Sample Compatibility & Compliance
The XAFS2300 accommodates solid powders, pressed pellets, thin films, frozen solutions, and sealed capillary samples—compatible with standard XAFS sample holders and cryostat interfaces. It supports ambient, inert-gas, and vacuum environments (optional chamber integration). Data acquisition and processing workflows align with community standards including IUPAC-recommended XAFS data formatting (IFEFFIT-compatible .dat), and support for ASTM E2923-22 (Standard Guide for XAFS Data Collection and Analysis) and ISO/IEC 17025 traceability frameworks. The system’s hardware timing control and detector dead-time correction enable compliance with GLP audit requirements for materials certification and catalyst qualification studies.
Software & Data Management
The instrument is operated via Haoyuan’s proprietary XAFS Control Suite, a Windows-based platform offering real-time spectrum preview, automated edge-step normalization, and integrated Athena–Artemis pipelines (via embedded Demeter libraries). All raw scans include full metadata logging: motor positions, HV settings, detector gain, live time, and environmental sensor readings (temperature, pressure). Audit trails are timestamped and user-logged in accordance with FDA 21 CFR Part 11 principles—supporting electronic signatures, role-based access control, and export of PDF-certified reports. Raw data exports comply with NeXus/HDF5 format standards for interoperability with third-party tools (e.g., Larch, PyXAFS, or custom Python workflows).
Applications
The XAFS2300 serves as a primary analytical tool in academic and industrial R&D labs focused on functional material design. In catalysis, it characterizes active-site evolution in operando CO₂ hydrogenation catalysts, distinguishing Ni⁰/Ni²⁺ speciation and Cu–ZnO interface dynamics during methanol synthesis. In battery research, it tracks Mn oxidation state hysteresis and Li–O bond contraction in layered NMC cathodes during cycling. For environmental science, it identifies As(III)/As(V) partitioning in iron oxide-coated soils and U(IV)/U(VI) redox transitions in nuclear waste forms. In bioinorganic chemistry, it resolves Fe–S cluster distortions in nitrogenase mimics and Zn coordination symmetry loss in metalloenzyme inhibitors. Its ability to probe dilute (<1 wt%) dopants in wide-bandgap semiconductors and quantify spin-state populations via Kβ XES makes it indispensable for next-generation energy and quantum materials development.
FAQ
Does the XAFS2300 require synchrotron beamtime for calibration or validation?

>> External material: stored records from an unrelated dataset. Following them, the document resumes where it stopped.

PR #403, opened 2020-09-23
Fix VarianceCalculator exception when passing too many type arguments

### LINKED ISSUE #401: NoMethodError if too many type arguments passed for a type
If you define a class which takes type arguments, and then pass it too many type arguments, RBS throws a `NoMethodError` from something being nil when using `rbs validate`.

For example, using this RBS:

```
module Example
  class Foo[X]
  end

  def example: (Foo[String, Integer] x) -> void
end
```

Raises this error:

```
NoMethodError: undefined method `variance' for nil:NilClass
  /home/aaron/src/rbs/lib/rbs/variance_calculator.rb:123:in `block in type'
```

Passing too few type arguments (such as by just using `Foo`) will result in a proper `InvalidTypeApplicationError` type error, which is probably what passing too many type arguments should also do.

AaronC81:
Fixes #401.

This uses safe traversal so that running the variance calculator when too many type arguments are passed doesn't throw an exception. The variance of that type parameter instead gets left as `:unused`.

Please let me know if there's anything else I need to add to this PR! Thanks for all your work on RBS, I'm really enjoying getting familiar with it :)

### DIFF
--- a/lib/rbs/variance_calculator.rb
+++ b/lib/rbs/variance_calculator.rb
@@ -120,7 +120,7 @@ module RBS
 
         type.args.each.with_index do |ty, i|
           var = type_params.params[i]
-          case var.variance
+          case var&.variance
           when :invariant
             type(ty, result: result, context: :invariant)
           when :covariant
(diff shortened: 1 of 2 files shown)


soutaro (approved):
Thank you so much @AaronC81 !! 🎉

PR #404, opened 2020-09-28
fix: typo in the paths inline documentation

andrewmcodes:
Corrects what appears to be a typo in the `rbs paths` inline documentation.


soutaro (approved):
😱 🎉 🙏

PR #409, opened 2020-10-02
Add more types for URI module

ahazem:
Hi 👋

As promised, to continue on my earlier work from #388, here are a few more classes from the `URI` module:

- [x] Added `URI::HTTP`
- [x] Added `URI::HTTPS`
- [x] Added `URI::LDAP`
- [x] Added `URI::LDAPS`

Also, broke down `URI_test` into multiple files and re-arranged things accordingly.

Please let me know if you have any feedback or comments.

Have a nice weekend! 🥂


stdlib/uri/http.rbs
```diff
@@ -0,0 +1,158 @@
...
+    #
+    # If the URI contains a query, the full path is URI#path + '?' + URI#query.
+    # Otherwise, the path is simply URI#path.
+    #
+    # Example:
+    #
+    #     uri = URI::HTTP.build(path: '/foo/bar', query: 'test=true')
+    #     uri.request_uri #  => "/foo/bar?test=true"
+    #
+    def request_uri: () -> (nil | String)
```
soutaro, line 156: It seems like the `request_uri` method doesn't return `nil`.

soutaro:
@ahazem Thank you for this great work! I have one question about the return type of `Net::HTTP#request_uri` method.

stdlib/uri/http.rbs
ahazem: Good catch! I thought the implicit return here:

https://github.com/ruby/ruby/blob/master/lib/uri/http.rb#L78

would return `nil` but it seems that `@path` is `""` even if it was not passed to `URI::HTTP.build`:

Screenshot 2020-10-04 at 23 51 34

I have updated the signature to reflect that.

soutaro:
Merged! Thanks! 🎉

PR #413, opened 2020-10-13
Commit parser code

soutaro:
It seems like there is no way to `rake parser` when installing from Git repo via bundler.


marcandre:
I find it annoying that we can't (easily) run an install script when a gem is installed from a git repo.

FWIW, the [`parser` gem](https://github.com/whitequark/parser/issues/446) does not support it, and I copied the same setup in [`rubocop-ast`](github.com/rubocop-hq/rubocop-ast/).

soutaro:
Thanks @marcandre! I now feel I'm not doing something badly...

PR #449, opened 2020-10-26
Kernel#enum_for accepts no argument

mame:


mame:
Oops, there is another declaration of `Object#enum_for` too: https://github.com/ruby/rbs/blob/282b93300e93eb8c217973dc3a2e9527721e0915/stdlib/builtin/object.rbs#L208-L209

Maybe `Kernel#enum_for` should be removed?

mame:
I've created a PR to remove all Kernel's public methods that are defined in Object class. https://github.com/ruby/rbs/pull/450

PR #450, opened 2020-10-26
Remove public methods from Kernel module

mame:
These methods were doubly defined in both Kernel and Object.
They are technically defined in the Kernel module (in Ruby semantics),
but according to @soutaro, RBS adds the public methods to Object, not
Kernel.


soutaro:
🙇‍♂️

PR #451, opened 2020-10-28
Fix proc type parsing

soutaro:
This allows parsing the following RBS correctly.

```rbs
class Foo
  def foo: -> ^-> Integer
end
```


soutaro:
Thanks @mame for reporting this!

PR #456, opened 2020-11-01
Bool semantics

soutaro:
1. Make `bool` strict (an alias of `true | false`)
2. Introduce `boolish` type, an alias of `top`
3. Replace `bool` in RBS to `boolish` if applicable

See https://github.com/ruby/rbs/issues/133.


marcandre (approved):
👍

No. The Rolan-circle monochromator and fixed-crystal geometry ensure intrinsic energy calibration stability; certified reference foils (e.g., Fe, Ni, Cu) are used for absolute energy alignment during setup, with no dependency on external facilities.
Can the system perform in situ electrochemical XAFS measurements?

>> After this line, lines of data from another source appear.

PR #457, opened 2020-11-01
Support alias in `rbs prototype rb`

pocke:
This pull request makes `rbs prototype rb` to support `alias`.

Currently `rbs prototype rb` just ignores `alias` syntax and `alias_method`. It will output `alias` by this change.

For example:

```ruby
# test.rb

class C
  def m() end
  alias m2 m
end
```

```bash
# Before
$ rbs prototype rb test.rb
class C
  def m: () -> nil
end

# after
$ rbs prototype rb test.rb
class C
  def m: () -> nil

  alias m2 m
end
```

### DIFF
--- a/lib/rbs/prototype/rb.rb
+++ b/lib/rbs/prototype/rb.rb
@@ -178,9 +178,9 @@ module RBS
             end
           when :attr_reader
             args.each do |arg|
-              if arg&.type == :LIT && arg.children[0].is_a?(Symbol)
+              if arg && (name = literal_to_symbol(arg))
                 decls << AST::Members::AttrReader.new(
-                  name: arg.children[0],
+                  name: name,
                   ivar_name: nil,
                   type: Types::Bases::Any.new(location: nil),
                   location: nil,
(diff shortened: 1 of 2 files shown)


lib/rbs/prototype/rb.rb
```diff
@@ -166,9 +178,9 @@ def process(node, decls:, comments:, singleton:)
             end
           when :attr_reader
             args.each do |arg|
-              if arg&.type == :LIT && arg.children[0].is_a?(Symbol)
+              if arg && (name = literal_to_symbol(arg))
```
pocke, line 181: It is not the main part of this pull request, but `attr_*` accept Strings as a method names. It is the same behavior with `alias_method`.
So I changed them to accept Strings.


```ruby
class C
  attr_reader 'a'
  attr_writer 'a'
  attr_accessor 'b'
end

c = C.new

c.a = 1
c.b = 2
p c.a, c.b
# => 1
     2
```

https://github.com/ruby/rbs/pull/457/commits/f8accb0b82865f63ad0266c66fdee4f3974f0b8b

soutaro (approved):
💯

Yes—through optional electrochemical cell integration with Kapton X-ray windows and potentiostat synchronization, enabling time-resolved monitoring of electrode active sites during galvanostatic cycling.

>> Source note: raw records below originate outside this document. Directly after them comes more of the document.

PR #462, opened 2020-11-07
Update Enumerable#to_h type

pocke:
`Enumerable#to_h` actually receives a block, but the type wasn't aware of the block.
So this pull request adds a method type to be aware of the block argument.

By the way, other `to_h`s support the block argument.

https://github.com/ruby/rbs/blob/967a421db6ff6907536235f2ae744791455a354e/core/hash.rbs#L857-L858
https://github.com/ruby/rbs/blob/967a421db6ff6907536235f2ae744791455a354e/core/array.rbs#L1855-L1856


marcandre (approved):

soutaro (approved):
💯

PR #470, opened 2020-11-09
Add more types for Random

zofrex:
This is my first time writing RBS so I am not sure it is right, especially the tests.

I am not sure how to fully describe `rand` because it can return whatever type you give it, for example:

```
> Random.rand(Tally.new("|")..Tally.new("|||||"))
=> #<Tally:0x00007fedf725f9f8 @string="|">
```

In other words, `rand: (Range[SomeType]) -> SomeType` but I don't know how to write that in RBS.

(Also, I think `SomeType` might have to be a descendent of `Numeric`, but the documentation is not clear)

### DIFF
--- a/core/random.rbs
+++ b/core/random.rbs
@@ -19,14 +19,19 @@
 # of 2**19937-1.
 #
 class Random < Object
-  include Random::Formatter
-
   # Creates a new PRNG using `seed` to set the initial state. If `seed` is
   # omitted, the generator is initialized with Random.new_seed.
   #
   # See Random.srand for more information on the use of seed values.
   #
   def initialize: (?Integer seed) -> void
+
+  include Random::Formatter
+
+  # Returns a random binary string. The argument `size` specifies the length of
+  # the returned string.
+  #
+  def self.bytes: (Integer size) -> String
 
   # Returns an arbitrary seed value. This is used by Random.new when no seed value
   # is specified as an argument.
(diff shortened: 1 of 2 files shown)


core/random.rbs
```diff
@@ -81,8 +134,9 @@ class Random < Object
   # (`-`) and add (`+`)methods, or rand will raise an ArgumentError.
   #
   def rand: () -> Float
-          | (Integer | ::Range[Integer] max) -> Integer
+          | (Integer | ::Range[Integer] | Numeric max) -> Integer
```
soutaro, line 137: Seems like having `Numeric` here will return `Integer` for any numbers including `Float`.
Moving this line after next line would give better type.

core/random.rbs
```diff
@@ -81,8 +134,9 @@ class Random < Object
...
           | (Float | ::Range[Float] max) -> Float
+          | (::Range[Numeric]) -> Numeric
```
soutaro, line 139: Yeah, the type we want would be `[T <: Numeric] (Range[T]) -> T`, but RBS currently doesn't allow writing it.

I think there are two options. `[T] (Range[T]) -> T` or `(Range[Numeric]) -> Numeric`.  The first option would make sense in my opinion, because testing the code will uncover the problem anyway.

soutaro (changes requested):
@zofrex Thanks for opening this pull request! Commented inline.

PR #471, opened 2020-11-10
Make Hash#merge! strict so that it can accept only the same type

mame:
... and Hash#replace, too.

Actually, these methods can accept a hash that has arbitrary key and
value types. However, they destructively changes its receiver. Thus,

Is XES mode limited to transition metals?
No. While most sensitive for 3d/4d/5d elements due to strong Kβ/Kα intensity ratios, the 4.5–25 keV range supports L-edge XES of lanthanides and M-edge XES of heavier elements such as Pb and Th.
What sample preparation protocols are recommended for low-concentration (<0.5 wt%) analysis?
Homogeneous dispersion in borosilicate glass or BN matrix, followed by pelletization under 10–15 ton pressure, is recommended to minimize self-absorption and improve signal-to-noise ratio in fluorescence mode.
How does the system handle radiation damage in sensitive biological or organic samples?
The 50 W XES tube and programmable dwell-time control allow dose management; cryogenic sample stages (optional) further mitigate beam-induced reduction or decomposition during prolonged scans.